**WHAT IS REQUIRED:**
Would you please copy every line below that includes the string "listdir"?
-------- GIVEN INFORMATION
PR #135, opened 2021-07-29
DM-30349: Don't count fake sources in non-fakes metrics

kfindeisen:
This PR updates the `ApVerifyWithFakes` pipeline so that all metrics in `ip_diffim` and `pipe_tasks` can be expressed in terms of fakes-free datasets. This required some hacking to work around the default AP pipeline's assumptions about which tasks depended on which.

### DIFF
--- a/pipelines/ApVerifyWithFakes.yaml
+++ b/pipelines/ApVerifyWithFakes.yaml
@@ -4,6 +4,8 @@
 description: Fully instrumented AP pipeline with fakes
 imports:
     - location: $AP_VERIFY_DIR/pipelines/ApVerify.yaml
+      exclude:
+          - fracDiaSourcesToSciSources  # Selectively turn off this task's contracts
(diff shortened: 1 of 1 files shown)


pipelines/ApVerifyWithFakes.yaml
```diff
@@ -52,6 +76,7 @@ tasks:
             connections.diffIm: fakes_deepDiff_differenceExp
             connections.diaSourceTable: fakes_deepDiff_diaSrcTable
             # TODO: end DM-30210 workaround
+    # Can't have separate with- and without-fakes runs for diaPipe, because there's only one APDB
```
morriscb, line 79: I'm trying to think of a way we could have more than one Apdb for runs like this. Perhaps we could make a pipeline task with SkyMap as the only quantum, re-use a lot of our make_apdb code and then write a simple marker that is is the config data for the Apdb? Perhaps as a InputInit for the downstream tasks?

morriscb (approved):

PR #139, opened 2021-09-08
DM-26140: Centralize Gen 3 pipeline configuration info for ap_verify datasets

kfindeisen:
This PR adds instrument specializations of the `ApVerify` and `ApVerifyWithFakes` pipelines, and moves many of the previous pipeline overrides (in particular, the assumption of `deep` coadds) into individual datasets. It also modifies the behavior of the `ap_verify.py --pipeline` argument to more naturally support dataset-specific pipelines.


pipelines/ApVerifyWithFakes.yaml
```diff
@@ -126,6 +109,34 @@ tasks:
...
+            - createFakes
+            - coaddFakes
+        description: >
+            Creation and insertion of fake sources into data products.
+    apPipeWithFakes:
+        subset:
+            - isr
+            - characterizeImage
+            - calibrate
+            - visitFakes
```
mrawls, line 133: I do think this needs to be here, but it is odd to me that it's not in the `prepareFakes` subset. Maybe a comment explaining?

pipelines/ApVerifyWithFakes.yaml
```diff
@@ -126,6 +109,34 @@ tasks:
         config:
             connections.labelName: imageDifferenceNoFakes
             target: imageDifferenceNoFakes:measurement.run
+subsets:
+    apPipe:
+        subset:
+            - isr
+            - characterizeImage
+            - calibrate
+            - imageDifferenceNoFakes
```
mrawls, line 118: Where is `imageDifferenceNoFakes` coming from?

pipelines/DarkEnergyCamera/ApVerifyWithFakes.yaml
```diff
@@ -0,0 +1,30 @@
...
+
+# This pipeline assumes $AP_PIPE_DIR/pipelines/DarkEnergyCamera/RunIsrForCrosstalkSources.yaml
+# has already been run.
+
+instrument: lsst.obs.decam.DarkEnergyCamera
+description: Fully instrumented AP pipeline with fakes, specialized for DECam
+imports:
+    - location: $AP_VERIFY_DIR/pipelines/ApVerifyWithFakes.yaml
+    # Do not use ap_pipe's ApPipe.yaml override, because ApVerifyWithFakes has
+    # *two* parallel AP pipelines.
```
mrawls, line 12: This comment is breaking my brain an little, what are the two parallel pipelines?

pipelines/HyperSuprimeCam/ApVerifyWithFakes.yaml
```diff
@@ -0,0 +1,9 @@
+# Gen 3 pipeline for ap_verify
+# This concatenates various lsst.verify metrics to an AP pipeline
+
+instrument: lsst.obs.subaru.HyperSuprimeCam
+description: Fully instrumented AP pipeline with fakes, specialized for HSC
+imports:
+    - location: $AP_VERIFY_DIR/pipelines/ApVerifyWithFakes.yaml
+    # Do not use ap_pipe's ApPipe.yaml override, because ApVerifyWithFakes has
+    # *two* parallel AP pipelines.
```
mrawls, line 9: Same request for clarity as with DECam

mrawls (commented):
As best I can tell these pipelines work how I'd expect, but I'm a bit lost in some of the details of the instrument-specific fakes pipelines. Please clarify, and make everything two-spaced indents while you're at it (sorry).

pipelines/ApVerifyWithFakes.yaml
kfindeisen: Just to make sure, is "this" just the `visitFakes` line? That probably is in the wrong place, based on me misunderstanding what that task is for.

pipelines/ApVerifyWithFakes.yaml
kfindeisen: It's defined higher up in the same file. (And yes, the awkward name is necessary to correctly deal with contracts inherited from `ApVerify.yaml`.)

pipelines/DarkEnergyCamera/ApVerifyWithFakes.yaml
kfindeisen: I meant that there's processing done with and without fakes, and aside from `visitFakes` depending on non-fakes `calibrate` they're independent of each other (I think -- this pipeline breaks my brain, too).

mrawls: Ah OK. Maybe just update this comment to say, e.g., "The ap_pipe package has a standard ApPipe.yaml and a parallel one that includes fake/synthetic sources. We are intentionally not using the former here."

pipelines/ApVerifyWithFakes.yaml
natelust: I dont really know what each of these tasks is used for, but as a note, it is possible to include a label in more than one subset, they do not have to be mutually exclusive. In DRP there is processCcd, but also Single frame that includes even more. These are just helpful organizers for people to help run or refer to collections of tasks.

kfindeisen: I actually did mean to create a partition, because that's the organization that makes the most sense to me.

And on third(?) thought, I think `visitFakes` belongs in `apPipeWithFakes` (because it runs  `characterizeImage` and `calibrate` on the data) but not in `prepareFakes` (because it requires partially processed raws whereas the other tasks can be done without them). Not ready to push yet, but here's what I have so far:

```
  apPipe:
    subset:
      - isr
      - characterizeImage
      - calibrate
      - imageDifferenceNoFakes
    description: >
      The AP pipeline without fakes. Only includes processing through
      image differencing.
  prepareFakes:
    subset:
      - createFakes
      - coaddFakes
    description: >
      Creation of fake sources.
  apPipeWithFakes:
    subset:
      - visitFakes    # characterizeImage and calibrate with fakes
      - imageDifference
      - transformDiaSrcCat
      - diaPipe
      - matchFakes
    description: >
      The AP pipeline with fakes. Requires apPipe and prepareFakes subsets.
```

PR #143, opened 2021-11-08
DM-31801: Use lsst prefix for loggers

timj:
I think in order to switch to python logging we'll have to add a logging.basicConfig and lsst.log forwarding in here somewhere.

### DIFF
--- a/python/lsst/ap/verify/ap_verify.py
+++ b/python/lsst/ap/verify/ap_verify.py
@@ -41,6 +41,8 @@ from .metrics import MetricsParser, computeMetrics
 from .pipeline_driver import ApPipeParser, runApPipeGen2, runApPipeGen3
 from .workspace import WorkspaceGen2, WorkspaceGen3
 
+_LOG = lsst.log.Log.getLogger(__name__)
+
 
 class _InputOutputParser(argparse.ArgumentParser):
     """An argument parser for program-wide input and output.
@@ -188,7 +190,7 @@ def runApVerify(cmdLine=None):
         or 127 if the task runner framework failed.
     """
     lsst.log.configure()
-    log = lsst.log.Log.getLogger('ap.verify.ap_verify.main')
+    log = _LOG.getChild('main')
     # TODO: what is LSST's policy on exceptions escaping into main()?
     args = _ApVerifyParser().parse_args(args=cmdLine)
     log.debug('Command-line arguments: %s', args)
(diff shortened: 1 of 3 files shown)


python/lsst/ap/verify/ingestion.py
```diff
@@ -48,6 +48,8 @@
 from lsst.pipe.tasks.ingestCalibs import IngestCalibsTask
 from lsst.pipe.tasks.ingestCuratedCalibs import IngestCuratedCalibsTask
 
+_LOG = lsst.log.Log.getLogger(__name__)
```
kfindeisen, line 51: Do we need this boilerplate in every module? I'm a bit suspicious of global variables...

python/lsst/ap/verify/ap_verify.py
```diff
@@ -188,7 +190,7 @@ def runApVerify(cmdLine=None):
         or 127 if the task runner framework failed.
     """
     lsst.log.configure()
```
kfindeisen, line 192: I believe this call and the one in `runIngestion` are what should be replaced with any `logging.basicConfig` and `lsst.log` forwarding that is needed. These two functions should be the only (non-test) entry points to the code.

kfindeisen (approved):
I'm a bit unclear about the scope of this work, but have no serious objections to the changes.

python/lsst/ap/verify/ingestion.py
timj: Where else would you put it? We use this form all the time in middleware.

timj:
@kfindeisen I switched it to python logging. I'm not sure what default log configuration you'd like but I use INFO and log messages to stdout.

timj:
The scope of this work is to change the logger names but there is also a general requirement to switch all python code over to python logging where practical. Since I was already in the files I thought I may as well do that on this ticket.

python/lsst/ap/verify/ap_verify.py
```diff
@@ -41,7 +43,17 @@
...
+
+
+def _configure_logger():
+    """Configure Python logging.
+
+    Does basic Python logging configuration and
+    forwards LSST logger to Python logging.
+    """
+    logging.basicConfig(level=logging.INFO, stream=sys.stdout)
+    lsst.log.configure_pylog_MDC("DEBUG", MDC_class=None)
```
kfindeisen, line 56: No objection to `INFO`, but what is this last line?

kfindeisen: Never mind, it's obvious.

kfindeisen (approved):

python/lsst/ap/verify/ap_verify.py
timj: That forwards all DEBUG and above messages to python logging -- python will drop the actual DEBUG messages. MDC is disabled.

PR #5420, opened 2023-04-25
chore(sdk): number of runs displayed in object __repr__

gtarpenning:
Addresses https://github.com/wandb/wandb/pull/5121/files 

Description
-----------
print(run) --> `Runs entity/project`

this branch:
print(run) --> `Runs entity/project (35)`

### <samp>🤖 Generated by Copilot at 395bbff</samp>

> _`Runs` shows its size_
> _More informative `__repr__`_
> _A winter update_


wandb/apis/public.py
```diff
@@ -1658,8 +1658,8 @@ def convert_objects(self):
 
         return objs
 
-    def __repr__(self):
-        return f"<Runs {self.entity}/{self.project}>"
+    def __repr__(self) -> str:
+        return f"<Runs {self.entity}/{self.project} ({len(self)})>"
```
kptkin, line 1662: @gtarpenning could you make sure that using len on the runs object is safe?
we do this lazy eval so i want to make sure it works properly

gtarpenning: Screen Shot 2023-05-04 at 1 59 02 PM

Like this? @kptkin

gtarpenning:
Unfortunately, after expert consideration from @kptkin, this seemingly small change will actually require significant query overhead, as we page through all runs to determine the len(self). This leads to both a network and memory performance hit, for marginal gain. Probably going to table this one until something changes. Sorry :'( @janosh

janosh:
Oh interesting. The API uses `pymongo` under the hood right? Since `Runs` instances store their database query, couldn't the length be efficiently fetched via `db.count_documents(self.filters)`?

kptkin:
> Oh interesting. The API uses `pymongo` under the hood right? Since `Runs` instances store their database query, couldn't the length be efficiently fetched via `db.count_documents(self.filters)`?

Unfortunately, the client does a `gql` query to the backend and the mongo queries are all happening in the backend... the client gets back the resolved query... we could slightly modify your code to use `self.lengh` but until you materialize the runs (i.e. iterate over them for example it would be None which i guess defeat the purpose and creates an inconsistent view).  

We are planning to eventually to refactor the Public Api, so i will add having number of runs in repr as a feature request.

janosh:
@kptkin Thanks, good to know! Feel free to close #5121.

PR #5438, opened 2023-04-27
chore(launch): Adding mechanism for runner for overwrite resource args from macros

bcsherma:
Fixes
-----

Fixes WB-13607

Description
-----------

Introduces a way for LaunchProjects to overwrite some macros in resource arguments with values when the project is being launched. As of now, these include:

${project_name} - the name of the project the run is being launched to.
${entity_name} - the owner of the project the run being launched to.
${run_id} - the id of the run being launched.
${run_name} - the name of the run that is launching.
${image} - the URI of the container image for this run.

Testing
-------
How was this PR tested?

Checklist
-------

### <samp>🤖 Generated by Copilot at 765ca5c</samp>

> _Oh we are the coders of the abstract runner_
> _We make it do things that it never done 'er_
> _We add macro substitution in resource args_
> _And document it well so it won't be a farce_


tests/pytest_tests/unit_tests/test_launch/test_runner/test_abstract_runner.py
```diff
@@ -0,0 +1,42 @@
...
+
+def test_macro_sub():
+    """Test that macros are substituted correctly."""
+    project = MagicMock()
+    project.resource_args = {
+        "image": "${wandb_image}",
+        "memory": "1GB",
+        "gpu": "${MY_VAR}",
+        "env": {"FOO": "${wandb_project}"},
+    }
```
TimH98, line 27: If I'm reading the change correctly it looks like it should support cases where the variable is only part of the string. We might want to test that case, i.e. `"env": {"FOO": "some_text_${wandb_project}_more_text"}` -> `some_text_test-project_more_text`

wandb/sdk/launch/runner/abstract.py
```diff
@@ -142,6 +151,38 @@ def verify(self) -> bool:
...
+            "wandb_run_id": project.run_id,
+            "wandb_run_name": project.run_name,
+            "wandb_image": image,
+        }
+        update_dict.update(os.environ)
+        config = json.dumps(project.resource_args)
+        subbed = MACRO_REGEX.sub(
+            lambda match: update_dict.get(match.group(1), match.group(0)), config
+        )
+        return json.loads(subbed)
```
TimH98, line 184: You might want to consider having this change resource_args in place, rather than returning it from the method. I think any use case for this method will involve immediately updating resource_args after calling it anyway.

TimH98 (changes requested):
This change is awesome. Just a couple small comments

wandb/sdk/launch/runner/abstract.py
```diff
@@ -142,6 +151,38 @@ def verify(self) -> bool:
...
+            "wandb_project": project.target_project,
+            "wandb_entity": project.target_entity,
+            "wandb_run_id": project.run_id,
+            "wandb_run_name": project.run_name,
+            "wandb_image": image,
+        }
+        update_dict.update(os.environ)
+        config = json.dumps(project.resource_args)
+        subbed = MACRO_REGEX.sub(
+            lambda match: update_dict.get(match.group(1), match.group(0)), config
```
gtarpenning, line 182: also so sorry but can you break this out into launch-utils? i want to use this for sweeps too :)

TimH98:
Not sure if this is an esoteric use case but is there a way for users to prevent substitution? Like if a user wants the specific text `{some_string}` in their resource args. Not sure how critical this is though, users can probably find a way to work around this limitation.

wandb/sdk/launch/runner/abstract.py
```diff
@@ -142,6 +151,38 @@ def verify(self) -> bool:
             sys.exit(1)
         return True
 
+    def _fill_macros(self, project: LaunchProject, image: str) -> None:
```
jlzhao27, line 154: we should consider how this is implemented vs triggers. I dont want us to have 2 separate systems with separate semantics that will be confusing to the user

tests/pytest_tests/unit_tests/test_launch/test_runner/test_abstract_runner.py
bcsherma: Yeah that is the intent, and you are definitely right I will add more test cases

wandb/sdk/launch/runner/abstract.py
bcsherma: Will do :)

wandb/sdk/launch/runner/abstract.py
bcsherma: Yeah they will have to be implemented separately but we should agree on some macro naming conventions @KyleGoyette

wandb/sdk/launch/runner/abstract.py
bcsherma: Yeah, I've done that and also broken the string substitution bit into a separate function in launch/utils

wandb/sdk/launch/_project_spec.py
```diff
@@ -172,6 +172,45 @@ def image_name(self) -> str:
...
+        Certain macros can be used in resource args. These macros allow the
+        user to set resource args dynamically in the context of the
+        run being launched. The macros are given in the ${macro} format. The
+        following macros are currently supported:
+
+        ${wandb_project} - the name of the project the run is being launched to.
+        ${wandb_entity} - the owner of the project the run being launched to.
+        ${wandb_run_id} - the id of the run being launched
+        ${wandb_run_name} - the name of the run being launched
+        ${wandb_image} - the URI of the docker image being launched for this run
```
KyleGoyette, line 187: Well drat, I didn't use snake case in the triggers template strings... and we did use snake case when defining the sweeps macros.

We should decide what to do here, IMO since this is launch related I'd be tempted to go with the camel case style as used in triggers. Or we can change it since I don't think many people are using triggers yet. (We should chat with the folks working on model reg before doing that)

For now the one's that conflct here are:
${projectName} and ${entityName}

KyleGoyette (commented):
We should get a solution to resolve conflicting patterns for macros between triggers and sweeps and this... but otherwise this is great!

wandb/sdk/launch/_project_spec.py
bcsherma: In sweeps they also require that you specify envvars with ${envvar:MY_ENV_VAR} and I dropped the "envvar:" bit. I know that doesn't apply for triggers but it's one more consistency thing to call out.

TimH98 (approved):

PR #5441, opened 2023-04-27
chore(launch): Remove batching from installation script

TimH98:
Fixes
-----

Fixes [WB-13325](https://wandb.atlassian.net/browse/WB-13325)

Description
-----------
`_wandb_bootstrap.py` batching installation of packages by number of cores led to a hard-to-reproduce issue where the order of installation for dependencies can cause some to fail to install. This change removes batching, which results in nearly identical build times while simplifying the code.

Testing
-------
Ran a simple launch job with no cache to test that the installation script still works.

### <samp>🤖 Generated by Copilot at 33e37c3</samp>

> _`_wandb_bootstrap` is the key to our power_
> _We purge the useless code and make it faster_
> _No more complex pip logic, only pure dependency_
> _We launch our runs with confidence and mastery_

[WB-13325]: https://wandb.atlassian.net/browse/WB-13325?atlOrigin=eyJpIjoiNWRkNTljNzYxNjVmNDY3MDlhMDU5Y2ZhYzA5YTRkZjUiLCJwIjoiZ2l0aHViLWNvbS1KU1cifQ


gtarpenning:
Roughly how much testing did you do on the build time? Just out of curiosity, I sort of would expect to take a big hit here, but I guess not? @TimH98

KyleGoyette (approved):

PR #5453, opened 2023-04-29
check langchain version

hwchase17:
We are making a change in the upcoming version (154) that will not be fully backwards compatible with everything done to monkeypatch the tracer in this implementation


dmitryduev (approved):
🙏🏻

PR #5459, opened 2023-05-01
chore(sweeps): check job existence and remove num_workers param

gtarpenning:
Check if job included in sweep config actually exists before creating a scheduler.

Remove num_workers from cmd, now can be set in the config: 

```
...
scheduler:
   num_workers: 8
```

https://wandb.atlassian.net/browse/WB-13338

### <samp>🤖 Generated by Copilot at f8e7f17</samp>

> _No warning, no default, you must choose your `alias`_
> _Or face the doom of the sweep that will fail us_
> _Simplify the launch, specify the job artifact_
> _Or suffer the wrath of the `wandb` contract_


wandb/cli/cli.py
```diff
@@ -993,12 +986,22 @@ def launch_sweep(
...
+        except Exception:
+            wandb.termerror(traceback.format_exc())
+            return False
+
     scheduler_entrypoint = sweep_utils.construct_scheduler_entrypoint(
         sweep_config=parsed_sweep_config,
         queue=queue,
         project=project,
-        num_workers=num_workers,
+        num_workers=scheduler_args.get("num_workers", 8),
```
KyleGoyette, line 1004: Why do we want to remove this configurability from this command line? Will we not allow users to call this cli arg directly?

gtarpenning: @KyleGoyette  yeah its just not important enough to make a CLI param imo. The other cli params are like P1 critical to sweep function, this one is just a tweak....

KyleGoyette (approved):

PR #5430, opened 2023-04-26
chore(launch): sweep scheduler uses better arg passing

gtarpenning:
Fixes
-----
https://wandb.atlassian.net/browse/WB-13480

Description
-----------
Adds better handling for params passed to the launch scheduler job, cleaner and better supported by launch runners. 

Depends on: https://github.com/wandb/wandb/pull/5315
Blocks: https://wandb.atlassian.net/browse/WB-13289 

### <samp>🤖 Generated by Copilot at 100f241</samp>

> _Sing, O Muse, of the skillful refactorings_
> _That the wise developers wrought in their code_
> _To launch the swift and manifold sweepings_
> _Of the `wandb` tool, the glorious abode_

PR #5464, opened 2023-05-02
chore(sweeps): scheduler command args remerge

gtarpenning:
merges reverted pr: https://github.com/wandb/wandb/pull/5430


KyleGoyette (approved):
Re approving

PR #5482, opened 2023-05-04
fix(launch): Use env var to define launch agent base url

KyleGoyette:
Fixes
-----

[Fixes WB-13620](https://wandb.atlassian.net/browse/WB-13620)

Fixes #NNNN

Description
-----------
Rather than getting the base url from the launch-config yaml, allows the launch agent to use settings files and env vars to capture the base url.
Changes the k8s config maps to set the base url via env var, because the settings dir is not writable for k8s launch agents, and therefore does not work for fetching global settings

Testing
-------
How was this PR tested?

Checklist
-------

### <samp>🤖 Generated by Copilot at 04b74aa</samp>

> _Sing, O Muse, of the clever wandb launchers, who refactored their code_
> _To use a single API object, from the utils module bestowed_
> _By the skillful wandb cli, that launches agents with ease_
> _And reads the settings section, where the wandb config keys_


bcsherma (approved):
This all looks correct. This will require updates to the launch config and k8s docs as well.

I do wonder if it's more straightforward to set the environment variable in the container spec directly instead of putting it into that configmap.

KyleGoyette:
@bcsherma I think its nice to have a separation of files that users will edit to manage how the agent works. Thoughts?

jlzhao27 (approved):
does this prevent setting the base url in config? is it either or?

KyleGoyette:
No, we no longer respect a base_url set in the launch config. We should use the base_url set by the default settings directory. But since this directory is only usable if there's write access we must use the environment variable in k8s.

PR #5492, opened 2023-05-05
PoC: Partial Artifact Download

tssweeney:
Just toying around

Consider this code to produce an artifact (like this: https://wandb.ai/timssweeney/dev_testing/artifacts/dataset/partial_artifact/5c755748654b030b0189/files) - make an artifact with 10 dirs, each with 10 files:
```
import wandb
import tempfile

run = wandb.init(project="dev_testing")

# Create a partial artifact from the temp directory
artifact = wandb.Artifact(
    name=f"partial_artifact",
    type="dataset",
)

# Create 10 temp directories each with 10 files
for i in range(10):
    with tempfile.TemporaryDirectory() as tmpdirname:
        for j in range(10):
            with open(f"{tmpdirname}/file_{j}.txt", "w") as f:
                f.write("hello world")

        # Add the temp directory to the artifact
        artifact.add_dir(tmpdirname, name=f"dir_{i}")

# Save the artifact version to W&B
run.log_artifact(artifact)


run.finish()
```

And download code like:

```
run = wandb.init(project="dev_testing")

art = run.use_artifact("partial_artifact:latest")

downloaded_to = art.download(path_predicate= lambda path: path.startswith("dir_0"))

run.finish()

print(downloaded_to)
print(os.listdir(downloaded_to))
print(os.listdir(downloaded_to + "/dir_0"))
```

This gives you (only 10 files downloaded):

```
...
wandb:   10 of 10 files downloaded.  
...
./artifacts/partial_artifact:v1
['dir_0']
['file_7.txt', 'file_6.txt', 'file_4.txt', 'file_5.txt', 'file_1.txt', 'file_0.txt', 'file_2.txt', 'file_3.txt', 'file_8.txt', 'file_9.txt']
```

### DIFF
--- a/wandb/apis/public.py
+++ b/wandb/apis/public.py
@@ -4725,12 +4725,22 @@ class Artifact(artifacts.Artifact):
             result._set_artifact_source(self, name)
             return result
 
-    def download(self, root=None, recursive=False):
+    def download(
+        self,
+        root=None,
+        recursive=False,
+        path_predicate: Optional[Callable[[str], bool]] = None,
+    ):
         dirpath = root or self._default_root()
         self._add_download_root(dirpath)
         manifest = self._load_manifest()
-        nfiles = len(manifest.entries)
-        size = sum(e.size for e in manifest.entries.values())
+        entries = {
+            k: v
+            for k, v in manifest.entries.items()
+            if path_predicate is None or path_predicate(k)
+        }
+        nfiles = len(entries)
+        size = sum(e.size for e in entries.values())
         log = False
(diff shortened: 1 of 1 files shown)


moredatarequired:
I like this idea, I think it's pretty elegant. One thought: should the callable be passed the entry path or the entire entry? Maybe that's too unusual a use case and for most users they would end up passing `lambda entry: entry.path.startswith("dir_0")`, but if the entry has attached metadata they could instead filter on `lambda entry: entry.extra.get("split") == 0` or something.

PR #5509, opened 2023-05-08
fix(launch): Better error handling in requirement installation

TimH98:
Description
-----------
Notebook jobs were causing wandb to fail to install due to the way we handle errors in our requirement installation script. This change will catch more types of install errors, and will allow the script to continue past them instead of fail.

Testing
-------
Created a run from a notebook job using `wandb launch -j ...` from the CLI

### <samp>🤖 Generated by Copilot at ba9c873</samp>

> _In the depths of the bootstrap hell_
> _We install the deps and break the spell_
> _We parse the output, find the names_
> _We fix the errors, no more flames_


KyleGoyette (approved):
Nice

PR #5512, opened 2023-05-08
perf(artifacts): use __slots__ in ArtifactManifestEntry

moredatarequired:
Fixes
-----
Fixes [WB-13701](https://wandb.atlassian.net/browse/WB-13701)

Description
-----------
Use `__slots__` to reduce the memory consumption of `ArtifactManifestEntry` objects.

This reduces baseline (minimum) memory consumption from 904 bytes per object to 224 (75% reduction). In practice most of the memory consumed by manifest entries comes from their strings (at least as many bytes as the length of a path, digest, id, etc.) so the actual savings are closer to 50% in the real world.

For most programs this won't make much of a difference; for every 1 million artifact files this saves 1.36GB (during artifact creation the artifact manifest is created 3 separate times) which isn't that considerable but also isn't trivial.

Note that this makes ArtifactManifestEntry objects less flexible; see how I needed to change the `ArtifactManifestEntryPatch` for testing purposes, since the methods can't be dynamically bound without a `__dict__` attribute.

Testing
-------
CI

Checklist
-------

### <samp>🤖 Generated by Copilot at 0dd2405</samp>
----------------
**TASK OUTPUT:**
print(os.listdir(downloaded_to))
print(os.listdir(downloaded_to + "/dir_0"))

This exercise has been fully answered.